[BUG-REPORT] Incredibly slow performance with shifted columns

vaexio / vaex

Out-of-Core hybrid Apache Arrow/NumPy DataFrame for Python, ML, visualization and exploration of big tabular data at a billion rows per second 🚀

https://vaex.io

MIT License

8.27k stars 590 forks source link

[BUG-REPORT] Incredibly slow performance with shifted columns #2338

Open ceberhardt opened 1 year ago

ceberhardt commented 1 year ago

Description Hi! I'm not sure if this is a use case addressed by vaex, but the following example has an incredibly slow performance:

import pandas as pd
import vaex
import numpy as np

N=2**26
df = pd.DataFrame()
array = np.linspace(1,N,N).reshape(-1, 2**6)

for i in range(2**6):
    df[f'col_{i}'] = array[:,i]

vaex_df = vaex.from_pandas(df)
for col in vaex_df.get_column_names():
    vaex_df[f"{col}_shift_1"] = vaex_df[col]
    vaex_df.shift(periods=1, column=f"{col}_shift_1", inplace=True)

Fast so far...

But accessing one row:

%timeit vaex_df[10]

10.8 s ± 81.1 ms per loop (mean ± std. dev. of 7 runs, 1 loop each)

... not anymore.

Appreciate any help on the issue!

Software information

Vaex version (import vaex; vaex.__version__):

{'vaex-core': '4.16.1',
'vaex-viz': '0.5.4',
'vaex-hdf5': '0.14.1',
'vaex-server': '0.8.1',
'vaex-jupyter': '0.8.1',
'vaex-ml': '0.18.1'}

Vaex was installed via: pip
OS: macOS Ventura 13.2 / Apple Silicon

Ben-Epstein commented 1 year ago

@ceberhardt hello! I'm not sure exactly why this is happening (since i'd expect this to have been optimized by vaex under the hood), but you are calling shift in a suboptimal way for your use case.
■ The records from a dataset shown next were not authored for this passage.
PR #902, opened 2025-03-06
Add handled broadcast error

Jon-edge:
### CHANGELOG

- [x] Yes
- [ ] No

### Dependencies

 none

### Description

 none

---
  - https://app.asana.com/0/0/1209345494542285

### DIFF
--- a/src/algorand/AlgorandEngine.ts
+++ b/src/algorand/AlgorandEngine.ts
@@ -695,6 +695,30 @@ export class AlgorandEngine extends CurrencyEngine<
       Uint8Array.from(base16.parse(encodedTx))
     )
 
+    // If we are trying to send a token, check first if the recipient has
+    // activated/opted-in the asset
+    const { tokenId, spendTargets } = edgeTransaction
+    if (
+      tokenId != null &&
+      spendTargets != null &&
+      spendTargets[0].nativeAmount !== '0'
+    ) {
+      const { assets } = await this.fetchAccountInfo(
+        spendTargets[0].publicAddress
+      )
+      if (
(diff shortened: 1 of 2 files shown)


src/algorand/AlgorandEngine.ts
```diff
@@ -729,6 +729,11 @@ export class AlgorandEngine extends CurrencyEngine<
       edgeTransaction.txid = txId
       edgeTransaction.date = Date.now() / 1000
     } catch (e: any) {
+      // Recipient did not activate what we're trying to send
```
peachbits, line 732: Relying on a string would work but it's a fragile solution. Instead, let's query for the address's information and see if the asset is enabled. You can use the fetchAccountInfo helper and move the check into signTx

peachbits (changes requested):

src/algorand/AlgorandEngine.ts
```diff
@@ -701,6 +701,22 @@ export class AlgorandEngine extends CurrencyEngine<
         rawTx.amount.toString(),
         recipient
       )
+
+      // Check if the recipient has activated/opted-in the asset
+      if (edgeTransaction.tokenId != null) {
```
peachbits, line 706: I don't think this block could ever run. The recipient is only defined for "pay" transaction types which are ALGO sends and it's undefined for "axfer" token sends. 

You'll also need to be sure this doesn't break token activation transactions which is a token send to yourself and the asset wouldn't be present in the account info response.

peachbits (changes requested):

peachbits (approved):

PR #903, opened 2025-03-06
Allow react-native-zcash / piratechain to be missing

swansontec:
If these aren't installed natively, the related plugins won't work, but everything else will.

### CHANGELOG

- [x] Yes
- [ ] No

### Dependencies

if you update your code slightly to only call shift once, it's dramatically faster

import pandas as pd
import vaex
import numpy as np

N=2**26
df = pd.DataFrame()
array = np.linspace(1,N,N).reshape(-1, 2**6)

for i in range(2**6):
    df[f'col_{i}'] = array[:,i]

vaex_df = vaex.from_pandas(df)
shift_cols = []
for col in vaex_df.get_column_names():
    vaex_df[f"{col}_shift_1"] = vaex_df[col]
    shift_cols.append(f"{col}_shift_1")

vaex_df = vaex_df.shift(periods=1, column=shift_cols)

Also, when you want to test the speed of vaex, I don't recommend indexing like that, as it's not doing what you think it is. Instead, i'd suggest something like x = df[:10].to_records() - or similar. That will materialize the first 10 rows, for example.
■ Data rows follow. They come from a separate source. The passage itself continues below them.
PR #908, opened 2025-03-19
Integrate Edge Change Server

samholmes:
### CHANGELOG

- [x] Yes
- [ ] No

### Dependencies

 none

### Description

 none

---
  - https://app.asana.com/0/0/1209371329306828

### DIFF
--- a/src/ethereum/EthereumEngine.ts
+++ b/src/ethereum/EthereumEngine.ts
@@ -6,6 +6,7 @@ import {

Nonetheless, here are my results

maartenbreddels commented 1 year ago

Hah, you're becoming a vaex-pert @Ben-Epstein !

ceberhardt commented 1 year ago

@Ben-Epstein Wow, that helped a lot! Thank you very much!
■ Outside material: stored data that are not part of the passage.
PR #909, opened 2025-03-19
Tron - add note support to tx query

peachbits:
### CHANGELOG

- [ ] Yes
- [ ] No

### Dependencies

 none

### Description

 none

---
  - https://app.asana.com/0/0/1209654951272385

### DIFF
--- a/src/tron/TronEngine.ts
+++ b/src/tron/TronEngine.ts
@@ -480,6 +480,12 @@ export class TronEngine extends CurrencyEngine<TronTools, SafeTronWalletInfo> {
 
     if (retArray.length < 1) return out
 
+    const { contractRet: status, fee } = retArray[0]
+
+    const success = status === 'SUCCESS'
+    const feeNativeAmount = fee.toString()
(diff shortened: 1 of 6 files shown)


src/tron/TronEngine.ts
```diff
@@ -481,6 +482,15 @@ export class TronEngine extends CurrencyEngine<TronTools, SafeTronWalletInfo> {
 
     const ourReceiveAddresses: string[] = []
 
+    const memos: EdgeMemo[] = []
+    if (data != null) {
+      memos.push({
+        type: 'text',
+        value: Buffer.from(base16.parse(data)).toString('ascii'),
```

vaex_df[10] is still slowish (200x), but

vaex_df[:10] is as fast as I'd hoped! Thank you vaex creators!

Ben-Epstein commented 1 year ago

@maartenbreddels I'm now curious if vaex could optimize this for the user. If shift is lazy, I don't see why these should have different performances

maartenbreddels commented 1 year ago

Yeah, this isn't nice. Lets keep this open as a reminder.